I delved into the source code. And I found the followings:

xa_lock first is acquired in this:

[  296.655588] {SOFTIRQ-ON-W} state was registered at:

[  296.660467]   lock_acquire+0x1d2/0x5a0
[  296.664221]   _raw_spin_lock+0x33/0x80
[  296.667972]   __rxe_add_to_pool+0x183/0x230 [rdma_rxe]
[  296.673112]   __ib_alloc_pd+0xf9/0x550 [ib_core]
[  296.677758]   ib_mad_init_device+0x2d9/0xd20 [ib_core]
[  296.682924]   add_client_context+0x2fa/0x450 [ib_core]
[  296.688088]   enable_device_and_get+0x1b7/0x350 [ib_core]
[  296.693503]   ib_register_device+0x757/0xaf0 [ib_core]
[  296.698660]   rxe_register_device+0x2eb/0x390 [rdma_rxe]
[  296.703973]   rxe_net_add+0x83/0xc0 [rdma_rxe]
[  296.708421]   rxe_newlink+0x76/0x90 [rdma_rxe]
[  296.712865]   nldev_newlink+0x245/0x3e0 [ib_core]
[  296.717597]   rdma_nl_rcv_msg+0x2d4/0x790 [ib_core]
[  296.722492]   rdma_nl_rcv+0x1ca/0x3f0 [ib_core]
[  296.727042]   netlink_unicast+0x43b/0x640
[  296.731056]   netlink_sendmsg+0x7eb/0xc40
[  296.735069]   sock_sendmsg+0xe0/0x110
[  296.738734]   __sys_sendto+0x1d7/0x2b0
[  296.742486]   __x64_sys_sendto+0xdd/0x1b0
[  296.746500]   do_syscall_64+0x37/0x80
[  296.750166]   entry_SYSCALL_64_after_hwframe+0x44/0xae
[  296.755304] irq event stamp: 25305
[  296.758710] hardirqs last  enabled at (25304): [<ffffffff89815de8>]
__local_bh_enable_ip+0xa8/0x110
[  296.767750] hardirqs last disabled at (25305): [<ffffffff8b970219>]
_raw_spin_lock_irqsave+0x69/0x90
[  296.776875] softirqs last  enabled at (25294): [<ffffffff8bc0064a>]
__do_softirq+0x64a/0xa4c
[  296.785307] softirqs last disabled at (25299): [<ffffffff898159f2>]
run_ksoftirqd+0x32/0x60
[  296.793654]

xa_lock then is acquired in this:
{IN-SOFTIRQ-W}:

stack backtrace:
[  296.835686] CPU: 30 PID: 188 Comm: ksoftirqd/30 Tainted: G S
I       5.18.0-rc1 #1
[  296.843859] Hardware name: Dell Inc.
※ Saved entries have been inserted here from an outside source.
PR #2071, opened 2024-04-11
Split MIPS and Keccak instances in `main` and proof with constraints

querolita:
This PR updates the `main.rs` file (and thus the zkvm demo) to split the instructions/steps into separate instances for MIPS and Keccak, as a prior step to folding. On top of that, the generic prover is being used with the actual constraints for both MIPS and Keccak. In order for this to work, I am creating a dummier folding algorithm which does not aggregate instances as a linear combination of the witnesses, but instead just keeps the last witness chunk. This for sure, will need to be modified when the folding library is fully in place, so that folded instances contain information about all the previous witnesses. The reason for this tweak now is that if I randomly aggregated witnesses without actually obtaining the corresponding error terms, the constraints would not be satisfied on the randomized witnesses.

TODO: Lookups are still not being proven in this PR. Only witness constraints.

Closes: https://github.com/MinaProtocol/mina/issues/15166 https://github.com/MinaProtocol/mina/issues/15164

NOTE: while testing this I realized that some MIPS constraints are not passing. Will investigate more.

### DIFF
--- a/optimism/src/keccak/environment.rs
+++ b/optimism/src/keccak/environment.rs
@@ -85,8 +85,10 @@ impl<F: Field> KeccakEnv<F> {
     /// Starts a new Keccak environment for a given hash index and bytestring of preimage data
     pub fn new(hash_idx: u64, preimage: &[u8]) -> Self {
         // Must update the flag type at each step from the witness interpretation
-        let mut env = KeccakEnv::default();
-        env.hash_idx = hash_idx;
+        let mut env = KeccakEnv::<F> {
+            hash_idx,
+            ..Default::default()
+        };
 
         // Store hash index in the witness
         env.write_column(KeccakColumn::HashIndex, env.hash_idx);
--- a/optimism/src/keccak/environment.rs
+++ b/optimism/src/keccak/environment.rs
@@ -134,6 +134,15 @@ impl<F: Field> KeccakEnv<F> {
         self.constraints_env.lookups = vec![];
     }
 
+    /// Returns the selector of the current step
+    pub fn selector(&self) -> Steps {
+        let mut step = self.constraints_env.step.unwrap();
+        if let Round(_) = step {
+            step = Round(0);
+        }
+        step
+    }
+
     /// Entrypoint for the interpreter. It executes one step of the Keccak circuit (one row),
     /// and updates the environment accordingly (including the witness and inter-step lookups).
     /// When it finishes, it updates the value of the current step, so that the next call to
--- a/optimism/src/keccak/environment.rs
+++ b/optimism/src/keccak/environment.rs
@@ -63,24 +63,30 @@ pub struct KeccakEnv<F> {
     pad_suffixes: [[F; PAD_SUFFIX_LEN]; RATE_IN_BYTES],
 }
 
-impl<F: Field> KeccakEnv<F> {
-    /// Starts a new Keccak environment for a given hash index and bytestring of preimage data
-    pub fn new(hash_idx: u64, preimage: &[u8]) -> Self {
-        let mut env = Self {
-            // Must update the flag type at each step from the witness interpretation
+impl<F: Field> Default for KeccakEnv<F> {
+    fn default() -> Self {
+        Self {
             constraints_env: ConstraintsEnv::default(),
             witness_env: WitnessEnv::default(),
-            hash_idx,
+            hash_idx: 0,
             step_idx: 0,
             block_idx: 0,
             prev_block: vec![],
             blocks_left_to_absorb: 0,
             padded: vec![],
             pad_len: 0,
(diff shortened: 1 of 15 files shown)


optimism/src/keccak/environment.rs
```diff
@@ -63,23 +63,31 @@ pub struct KeccakEnv<F> {
     pad_suffixes: [[F; PAD_SUFFIX_LEN]; RATE_IN_BYTES],
 }
 
-impl<F: Field> KeccakEnv<F> {
-    /// Starts a new Keccak environment for a given hash index and bytestring of preimage data
-    pub fn new(hash_idx: u64, preimage: &[u8]) -> Self {
```
volhovm, line 68: Was `preimage` unused before?

optimism/src/keccak/mod.rs
```diff
@@ -131,23 +132,35 @@ impl<F: Field> KeccakCircuit<F> {
...
-            Sponge(Absorb(Middle)),
-            Sponge(Absorb(Last)),
-            Sponge(Absorb(Only)),
-            Sponge(Squeeze),
-        ] {
-            let rows_left =
-                self.witness[&step].cols[0].capacity() - self.witness[&step].cols[0].len();
-            for _ in 0..rows_left {
-                self.push_row(step, &[F::zero(); ZKVM_KECCAK_COLS]);
+    fn pad(&mut self, step: Steps) -> bool {
```
volhovm, line 135:
```suggestion
    /// Pads unused rows for a particular keccak step if needed. Returns true if padding was performed, false otherwise.
    fn pad(&mut self, step: Steps) -> bool {
```

optimism/src/lib.rs
```diff
@@ -50,11 +50,30 @@ pub use ramlookup::{LookupMode as RAMLookupMode, RAMLookup};
...
+    pub witness: HashMap<SELECTOR, Witness<N, Vec<F>>>,
     /// The vector of constraints for a given selector
-    pub(crate) constraints: HashMap<SELECTOR, Vec<E<F>>>,
+    pub constraints: HashMap<SELECTOR, Vec<E<F>>>,
     /// The vector of lookups for a given selector
-    pub(crate) lookups: HashMap<SELECTOR, Vec<Lookup<E<F>>>>,
+    pub lookups: HashMap<SELECTOR, Vec<Lookup<E<F>>>>,
+}
+
+pub trait CircuitTrait<const N: usize, SELECTOR, F, Env> {
```
volhovm, line 64: As I mentioned in the previous PR, this to me looks much more like a generic interface for a `WitnessBuilder`. In `msm/src/ffadd/` all these functions are part of the `impl WitnessBuilderEnv`. Generally a useful abstraction, I just feel the name is confusing.

optimism/src/mips/mod.rs
```diff
@@ -15,9 +15,176 @@
...
 pub mod folding;
 pub mod interpreter;
 pub mod registers;
 pub mod witness;
+
+#[allow(dead_code)]
+/// The Keccak circuit
+pub type MIPSCircuit<F> = Circuit<MIPS_COLUMNS, Instruction, F>;
+
+pub const INSTRUCTIONS: [Instruction;
```
volhovm, line 51: Was this created from scratch or moved from somewhere?...

optimism/src/mips/mod.rs
```diff
@@ -15,9 +15,176 @@
...
+        self.witness.entry(instr).and_modify(|wit| {
+            for (i, value) in row.iter().enumerate() {
+                if wit.cols[i].len() < wit.cols[i].capacity() {
+                    wit.cols[i].push(*value);
+                }
+            }
+        });
+    }
+
+    fn pad(&mut self, instr: Instruction) -> bool {
```
volhovm, line 161: A lot of these functions will be quite similar for many implementations... I'm wondering if it makes sense to abstract this.

volhovm (approved):

optimism/src/keccak/environment.rs
querolita: Not really, it is used from the witness env of the mips side to create a new keccak env after finding a syscall instruction.

optimism/src/lib.rs
querolita: Opened an issue to keep track of it in a follow-up https://github.com/o1-labs/proof-systems/issues/2073

optimism/src/mips/mod.rs
querolita: From scratch by enumerating all the variants for the Instruction enum. If you know of a method that automatically iterates over them all please let me know! This is awful 🥲

volhovm: Nice, didn't know about this mechanism, looks quite elegant!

PowerEdge R640/06NR82, BIOS
2.11.2 004/21/2021
[  296.851509] Call Trace:
[  296.853964]  <TASK>
[  296.856070]  dump_stack_lvl+0x44/0x57
[  296.859734]  mark_lock.part.52.cold.79+0x3c/0x46
[  296.913364]  __lock_acquire+0x1565/0x34a0
[  296.926529]  lock_acquire+0x1d2/0x5a0
[  296.948247]  _raw_spin_lock_irqsave+0x42/0x90
[  296.957830]  rxe_pool_get_index+0x72/0x1d0 [rdma_rxe]
[  296.972554]  rxe_get_av+0x168/0x2a0 [rdma_rxe]
[  296.980761]  rxe_requester+0x75b/0x4a90 [rdma_rxe]
[  297.023764]  rxe_do_task+0x134/0x230 [rdma_rxe]
[  297.028297]  tasklet_action_common.isra.12+0x1f7/0x2d0
[  297.033435]  __do_softirq+0x1ea/0xa4c
[  297.040941]  run_ksoftirqd+0x32/0x60
[  297.044518]  smpboot_thread_fn+0x503/0x860
[  297.052110]  kthread+0x29b/0x340
[  297.060137]  ret_from_fork+0x1f/0x30
[  297.063720]  </TASK>

From the above, in the function __rxe_add_to_pool, xa_lock is acquired.
Then the function __rxe_add_to_pool is interrupted by softirq. The function rxe_pool_get_index will also acquire xa_lock.

Finally, the dead lock appears.

[  296.806097]        CPU0
[  296.808550]        ----
[  296.811003]   lock(&xa->xa_lock#15);  <----- __rxe_add_to_pool
[  296.814583]   <Interrupt>
[  296.817209]     lock(&xa->xa_lock#15); <---- rxe_pool_get_index
[  296.820961]
                *** DEADLOCK ***

I disable softirq in the function __rxe_add_to_pool. Please make tests with the following.
Please let me know the test results. Thanks a lot.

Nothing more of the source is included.